この状態が長く続き治療が遅れると、失神して倒れたり、救命できても脳や肺に回復不能な障害が残ってしまうことがあります。


診断方法は? 

もっとも診断が確実な方法はレントゲンを撮ることです。正常な気管部の太さに比べて気管虚脱を起こしている気管部はとても細い状態になっているため、どの部分でどの程度進行しているのかを判断します。さらに、レントゲン検査を行うことで気管虚脱とは別の心臓や肺などの病気を併発していないかの確認や、そのほかの病気の発見にもつながります。

そのほか、触診により気管虚脱部位を確認したり、心音の聴診により他の慢性心疾患の鑑別を行います。


どうしたら咳が止められるの? 

軽度の症状の場合、適切な栄養を与え、激しい運動やストレスをなくせば軽減します。咳の引き金となる状況をなくすことや、軽い運動を行うことは効果的です。

ほとんどの場合は気管拡張剤や抗炎症剤などの薬を飲ませる内科的な治療でコントロールが可能です。発咳により呼吸器感染症を起こしてしまっている場合は抗生物質の内服も併用します。

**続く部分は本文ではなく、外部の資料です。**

PR #6559, opened 2026-05-09
Pin pnpm to v10.33.4

6543:
Upstream node LTS image was updated with a newer Corepack whose default
"known good" pnpm version jumped to v11. Because we had no `packageManager`
field in `package.json`, Corepack fell back to that default and silently
bumped pnpm to v11 without any explicit change on our side.

Our tooling does not support pnpm v11 yet, which broke CI.

The fix pins pnpm explicitly so we no longer rely on Corepack's moving
default. Renovate will keep the pinned version up to date going forward.

Also updates the nix dev env to the same pinned version for consistency.

Fixes https://ci.woodpecker-ci.org/repos/3780/pipeline/34117

### DIFF
--- a/docs/package.json
+++ b/docs/package.json
@@ -2,7 +2,7 @@
   "name": "woodpecker",
   "version": "0.0.0",
   "private": true,
-  "packageManager": "pnpm@10",
+  "packageManager": "pnpm@10.33.4",
   "scripts": {
     "start": "cd ../ && make generate-docs && cd docs && docusaurus start",
     "build": "pnpm build:woodpecker-plugins && docusaurus build",
--- a/docs/package.json
+++ b/docs/package.json
@@ -2,6 +2,7 @@
   "name": "woodpecker",
   "version": "0.0.0",
   "private": true,
+  "packageManager": "pnpm@10",
   "scripts": {
     "start": "cd ../ && make generate-docs && cd docs && docusaurus start",
     "build": "pnpm build:woodpecker-plugins && docusaurus build",
--- a/flake.lock
+++ b/flake.lock
@@ -20,11 +20,11 @@
     },
     "nixpkgs": {
       "locked": {
-        "lastModified": 1775662680,
-        "narHash": "sha256-N6F+lC0JNTcj9qP6hneP28xkM62C2ld4kexRv9VuTsg=",
+        "lastModified": 1778351894,
+        "narHash": "sha256-7r2iJchc8Ujmld6pd3nQFXE504Ur1apvZaZBdoA/YD4=",
         "owner": "nixos",
         "repo": "nixpkgs",
-        "rev": "81df7a1e2eefe78b4727c8f3d66293300bf193d1",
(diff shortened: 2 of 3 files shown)


.woodpecker/binaries.yaml
```diff
@@ -8,7 +8,7 @@ when:
 
 variables:
   - &golang_image 'docker.io/golang:1.26'
-  - &node_image 'docker.io/node:24-alpine'
+  - &node_image 'docker.io/node:24.11-alpine'
```
6543:
```suggestion
  - &node_image 'docker.io/node:24.11.1-alpine'
```

.woodpecker/docker.yaml
```diff
@@ -1,6 +1,6 @@
 variables:
   - &golang_image 'docker.io/golang:1.26'
-  - &node_image 'docker.io/node:24-alpine'
+  - &node_image 'docker.io/node:24.11-alpine'
```
6543:
```suggestion
  - &node_image 'docker.io/node:24.11.1-alpine'
```

.woodpecker/web.yaml
```diff
@@ -5,7 +5,7 @@ when:
       - release/*
 
 variables:
-  - &node_image 'docker.io/node:24-alpine'
+  - &node_image 'docker.io/node:24.11-alpine'
```
6543:
```suggestion
  - &node_image 'docker.io/node:24.11.1-alpine'
```

.woodpecker/docs.yaml
```diff
@@ -1,6 +1,6 @@
 variables:
   - &golang_image 'docker.io/golang:1.26'
-  - &node_image 'docker.io/node:24-alpine'
+  - &node_image 'docker.io/node:24.11-alpine'
```
6543:
```suggestion
  - &node_image 'docker.io/node:24.11.1-alpine'
```

6543:
https://github.com/nodejs/node/commit/f3d50d417cf24b2d695d5e59b44d67d4d983617c

xoxys:
How was this introduced in the first place? And why does pnpm pinning fixes it?

6543:
upstream node just chnaged it's default config to serve pnpm version 11

but our tooling is not setup to support it.

if we tell node to use a version we pinned it runs it witj that

so the symptom is pnpm fails the cause is that pnpm was silently bumped to v11

6543:
... the cure is to make this not use default setting but our pined config witch renovate now can maintian ...

xoxys (approved):

xoxys:
Thanks. Still wondering why an lts node container silently bumps pnpm major

lafriks (approved):

6543:
yes! thats breaking behaviour ...

anyway will update the description now to document it better...

6543:
... updated

6543:
nice now renovate does it's job: https://github.com/woodpecker-ci/woodpecker/pull/6561

PR #6573, opened 2026-05-13
format with gofumpt v0.10.0

6543:
just format, no more no less

-> https://github.com/woodpecker-ci/woodpecker/pull/6558


xoxys (approved):

xoxys:
Should we add a diff check to CI to cover it next time it got updated?

qwerty287:
golangci-lint should do this, but likely their internal gofumpt version is not updated yet

6543:
yes in long run golangci will get the bump too ...

PR #6643, opened 2026-05-25
Add GitHub OAuth App setup hint to docker-compose page

mateuszkamola:
The docker-compose page uses GitHub as its example forge but doesn't mention that a GitHub OAuth App needs to be registered beforehand, or what the callback URL should be. This adds a note pointing to the GitHub forge docs, and a hint that WOODPECKER_HOST is used as the base for the /authorize callback URL.


qwerty287:
Thanks, but you don't necessarily need github. Yes, that's the example, but you can register fir a different forge as well. It would be nice if this could be more generic and covers all forges 🙃

mateuszkamola:
> Thanks, but you don't necessarily need github. Yes, that's the example, but you can register fir a different forge as well. It would be nice if this could be more generic and covers all forges 🙃

I agree. I dropped mentioning Github specifically, left only info about registering OAuth App with the chosen forge first and to take a look at the forge docs. I think with that I would save few hours on setting up woodpecker the first time :)

qwerty287 (approved):

PR #6644, opened 2026-05-25
Allow disabling service workspace volumes in k8s

### LINKED ISSUE #3344: K8S backend new behaivor when storage rwx is `false`

julienvincent:
Currently when using the Kubernetes backend all services are provisioned with the workspace PVC volume mounted. This causes problems when using `ReadWriteOnce` PVC volumes in multi-node clusters as the service and step Pods can be provisioned onto different nodes.

A workaround for this is to use the PodAffinity controls on the agent:

```yaml
env:
  WOODPECKER_BACKEND_K8S_POD_AFFINITY: |
    podAffinity:
      requiredDuringSchedulingIgnoredDuringExecution:
        - labelSelector: {}
          matchLabelKeys: ['woodpecker-ci.org/task-uuid']
          topologyKey: 'kubernetes.io/hostname'
```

肥満犬の場合は、体重を減らすように食事制限を行い、呼吸器系に負担がかかる過度な運動や興奮することは可能な限り遠ざけましょう。

また、つぶれた気管の周りにコイルを巻く手術法もありますが、これは高齢犬であれば手術の負担が大きく、合併症が起こることがあり、難しい手術です。このような理由から、外科的な治療法においては賛否両論があります。

気管虚脱になってしまった場合に重要なことは、咳を止めることは内服などである程度コントロールできますが、この病気は治せるものではなく、生涯治療をし続けなければならないということを飼い主さんがよく理解することです。


どうすればこの病気を予防できるの?

もともと気管虚脱は遺伝的なものや老齢による気管の変形がきっかけであることが多いため、必ず予防できる病気とは言いきれません。しかし、咳のきっかけとなる呼吸器系や心臓系の病気の予防や、気管への負担を少なくすることで発症のリスクを減らすことはできます。

夏の蒸し暑い時期は特に注意が必要です。家の中で涼しい場所を用意したり、エアコンなどで空気調整をすることで、高温の環境や過度の運動などに気をつけましょう。

また、首輪は気管部分を直接圧迫するため、散歩中にリードが引っ張られる刺激によって気管虚脱を誘発したり、咳がひどくなる場合があります。このような場合は、首輪をやめてハーネス(胴輪)にすることで気管虚脱の誘発を抑えることができます。

さらに短頭種においては小さい時から食べ過ぎ、肥満、運動不足にならないように心がけ、胸への負担を減らしてあげましょう。


まとめ

咳は気管に大きな負担をかけるだけでなく体力も消耗します。ペットが毎日快適に過ごせるような環境を作ってあげることで、少しでもこの病気を予防してあげましょう。